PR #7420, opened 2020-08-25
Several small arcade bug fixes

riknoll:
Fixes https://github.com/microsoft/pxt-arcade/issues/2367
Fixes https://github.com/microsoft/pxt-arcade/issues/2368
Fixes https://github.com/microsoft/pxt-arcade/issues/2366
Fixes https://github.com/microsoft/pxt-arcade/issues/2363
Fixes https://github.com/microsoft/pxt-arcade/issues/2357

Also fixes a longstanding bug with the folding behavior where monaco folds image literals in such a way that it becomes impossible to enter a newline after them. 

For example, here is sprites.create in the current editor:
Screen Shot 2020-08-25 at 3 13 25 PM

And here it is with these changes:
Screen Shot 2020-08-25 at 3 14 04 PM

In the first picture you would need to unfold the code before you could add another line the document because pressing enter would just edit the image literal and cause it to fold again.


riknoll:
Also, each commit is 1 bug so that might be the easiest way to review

______________________________

Task goal: Beginning at the first line above, repeat exactly until the line containing "Screen Shot 2020-08-25 at 3 14 04 PM", which is included.

Task response:
PR #7420, opened 2020-08-25
Several small arcade bug fixes

riknoll:
Fixes https://github.com/microsoft/pxt-arcade/issues/2367
Fixes https://github.com/microsoft/pxt-arcade/issues/2368
Fixes https://github.com/microsoft/pxt-arcade/issues/2366
Fixes https://github.com/microsoft/pxt-arcade/issues/2363
Fixes https://github.com/microsoft/pxt-arcade/issues/2357

Also fixes a longstanding bug with the folding behavior where monaco folds image literals in such a way that it becomes impossible to enter a newline after them. 

For example, here is sprites.create in the current editor:
Screen Shot 2020-08-25 at 3 13 25 PM

And here it is with these changes:
Screen Shot 2020-08-25 at 3 14 04 PM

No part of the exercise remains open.